What the exercise asks:
Copy out every line of the records where the string "opened" occurs.

*****

PR #93, opened 2025-01-12
Fix spectrum demod bin level scaling

scottnewell:
Fairly confident on the 1/N scaling factor, less so on the 2. I did test with a function generator at various levels and with this fix powers, baseband, and ka9q-web outputs all matched to better than 1 dB.

### DIFF
--- a/spectrum.c
+++ b/spectrum.c
@@ -84,10 +84,10 @@ int demod_spectrum(void *arg){
       for(int i=0; i < bin_count; i++){ // For each noncoherent integration bin above center freq
 	double p = 0;
 	for(int j=0; j < binsperbin; j++) // Add energy of each fft bin that's part of this user integration bin
-          p += gain * cnrmf(chan->filter.out.fdomain[binp++]);
+          p += cnrmf(chan->filter.out.fdomain[binp++]);
 
 	// Accumulate energy until next poll
-	chan->spectrum.bin_data[i] += p;
+	chan->spectrum.bin_data[i] += (p * gain);
       }
     }
   } while(downconvert(chan) == 0);
--- a/spectrum.c
+++ b/spectrum.c
@@ -79,10 +79,12 @@ int demod_spectrum(void *arg){
       chan->filter.min_IF = -chan->filter.max_IF;
     } else {
       int binp = 0;
+      float gain = (2.0 / (float) N);   // scale each bin value by 2/N (and hope N isn't 0!)
+      gain *= gain;                     // squared because the we're scaling the output of complex norm, not the input bin values
       for(int i=0; i < bin_count; i++){ // For each noncoherent integration bin above center freq
 	double p = 0;
 	for(int j=0; j < binsperbin; j++) // Add energy of each fft bin that's part of this user integration bin
-	  p += cnrmf(chan->filter.out.fdomain[binp++]);
+          p += gain * cnrmf(chan->filter.out.fdomain[binp++]);
 
 	// Accumulate energy until next poll
 	chan->spectrum.bin_data[i] += p;


ka9q:
Sorry I haven't been following this, I've been deep in hack mode with some of my own features. See my estimate_noise() function. In there is a comment to the effect that with a standard FFT, a round trip IFFT(FFT(x)) gives you x scaled by N, which means the power is scaled by N^2. My convention is to allocate half of that to the FFT and half to the IFFT, so the power in the spectrum is scaled by N from the input. I think there also has to be a correction for the overlap in the FFT input, as you are otherwise counting some of the input samples more than once. I even have a conditional piece of code enabled by #define PARSEVAL that uses Parseval's theorem to verify my calculations: the integrals of the energies in the time and frequency domains are the same. I had to do this in my noise estimation because I wanted it to be calibrated; the code in spectrum.c was only intended to give a relative power so I didn't do a correction. I'm really glad you worked on this.

scottnewell:
I was so excited that I didn't notice that obvious optimization. I'll rework the patch shortly.

I did try to enable the Parseval test, but it depends on a deleted Frontend.reference variable, and I wasn't sure how that all worked.

No idea on how to correct the overlap--understanding that is way past my ability.

My current ka9q-web assumed the scaling error was at the input to the forward FFT, and I found the "For efficiency, signal levels now scaled to full A/D range" comment in radio.h confusing--does that still apply?

ka9q:
Thanks for catching that comment about gain scaling. I remember going back and forth on that some time ago. I think that right now the input samples are scaled by the number of A/D bits and the front end analog gain, i.e., full range and 0 dB should give 1 unit RMS in the floating point representation. But I'll have to check that. The dynamic range of even 32-bit floating point is huge by radio standards, so it hardly even matters where you apply overall receiver gain (as long as you do it somewhere).

ka9q:
I'm putting this in. Please continue to check the accuracy of the power calculation.

The overlap problem is actually very simple. When performing fast convolution (the core of ka9q-radio), the input A/D sample buffers fed to the FFT overlap partially in time, e.g., each FFT contains 80% new data and 20% old data. When you do the IFFTs in the individual channels to convert back to the time domain, you discard the first 20% of each output block. So 20% of the samples are being counted twice when you look at the powers in the frequency domain, and I think that means you have to correct your estimates by 10*log10(0.8) = -0.97 dB. Try it.

Gory background details: Filtering is convolution. The filter convolves the input signal by the filter's impulse response. Convolution in the time domain corresponds to simple multiplication in the frequency domain (i.e., multiplying the signal spectrum by the frequency/phase response), so you can efficiently filter with the FFT. But the FFT does circular convolution when you want linear convolution; the tail of the convolution "wraps around" and contaminates the first part of the output. The solution is to overlap the input windows so you can simply discard the wrapped-around, contaminated part of the output. The overlap duration limits the impulse response duration of whatever filter you want to apply, and this is a system-wide configuration. The sharper a filter the longer its impulse response, so each channel is limited in the sharpness of its filters unless it also performs another stage of filtering (which I just added as the experimental "filter2" feature.

It's really appealing to reuse the frequency domain signal as a spectrum analyzer, but there are some more caveats besides the "double counting" problem (which is easily corrected anyway). Normally, a spectrum analyzer applies a "sampling window" in the time domain before performing the FFT; this knocks down the sidelobes at the expense of broadening the main lobe. (You should see these sidelobes in ka9q-web if you zoom way in on a strong narrow carrier.) You do get some benefit from the existing time-domain overlap in that the frequency bins are more closely spaced than their widths, eg, 50 Hz wide bins every 40 Hz instead of 50. (This is another way to see how you're double-counting some of the power). This does help reduce the "scalloping loss" associated with a rectangular (i.e., no) sampling window;you won't lose as much power when a signal falls between two frequency bins.

I've been thinking of how to improve our reuse of the frequency bin data for a spectral display. It's probably fine when zoomed all the way out, but if you want good resolution when zoomed way in it would probably be better to just create a receiver channel for the desired range with IQ output, then perform a more conventional windowed FFT on that to get the data you want. I may put this into spectrum.c.

PR #94, opened 2025-01-12
Fix CI

scottnewell:
Needed to add libsamplerate, and MacOS wouldn't build unless config.c included string.h. This seems to be enough to make the boxes green again in my fork.

### DIFF
--- a/.github/workflows/ci.yml
+++ b/.github/workflows/ci.yml
@@ -28,7 +28,8 @@ jobs:
             libiniparser-dev \
             libavahi-client-dev \
             portaudio19-dev \
-            uuid-dev
+            uuid-dev \
+            libsamplerate0-dev
       - name: Checkout code
         uses: actions/checkout@v4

*****

Response to the task:
PR #93, opened 2025-01-12
PR #94, opened 2025-01-12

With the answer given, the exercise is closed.